Types of RAID Controllers 

Infrastructure

A RAID controller (redundant array of independent disks) is an independent device that can used to manage multiple hard disk drives (HDDs) or solid-state drives (SSDs) in your PC. It ensures that your PC performs better while protecting your data in case of drive loss.

Server Guts

There are many different RAID types that offer different functionality and benefits. You need to select a RAID system that suits your requirements.

Here are the main types of RAID controllers:

RAID 0

RAID 0 offers speed not redundancy. It uses disk striping to spread data across two or more drives. This type of controller will increase your performance but will not protect data in case of drive loss. If a drive fails, the data is lost.

RAID 1

RAID 1 offers redundancy not speed. It uses a process called disk mirroring to store data. This process requires minimum two drives. All information simultaneously saved on both the drives. This RAID system will protect your data and ensure no data loss in case one of the drives fails. However, the performance is slow as the information needs to be written or saved twice.

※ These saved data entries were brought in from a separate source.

PR #2014, opened 2019-06-18
WIP: importRoaring more directly

seebs:
## Overview

This is a WIP (don't merge) that changes importRoaring to use a new unmarshalling importer in roaring, rather than unmarshalling the imported bits into their own new bitmap and trying to merge them that way. The intent is to reduce the amount of overhead from unioning, etc., because we don't have to process the whole bitmap, only the parts the new bitmap would interact with. (Outside of the first import to a fragment, this should always be better.)


seebs:
the failures in testing are not super surprising to me, this worked under light load but was not debugged well yet.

RAID 10 or RAID 1+0 or RAID 1+0

RAID 1 offers a combination of speed and redundancy. It uses a combination of disk stripping and disk mirroring. A minimum of 4 drives is required to use this system. Here the data is either stripped across a pair of drives and then mirrored to another pair or mirrored and then stripped. 

RAID 5

RAID 5 offers an excellent balance between speed and redundancy. It uses the disk striping method but with parity. This system requires minimum of 3 drives. Here the data is stripped across the available drives along with parity information, which enables data reconstruction in case of drive failure.

RAID 6

RAID 6 offers increased reliability. It employs two parity stripes to protect data in case of two disk failures with a RAID set. It is mainly used in SATA environments.

In addition to these five RAID systems, there are two other RAID systems – RAID 3, which uses a separate parity disk to store the parity information; and RAID 4, which is usefully only for sequential data access.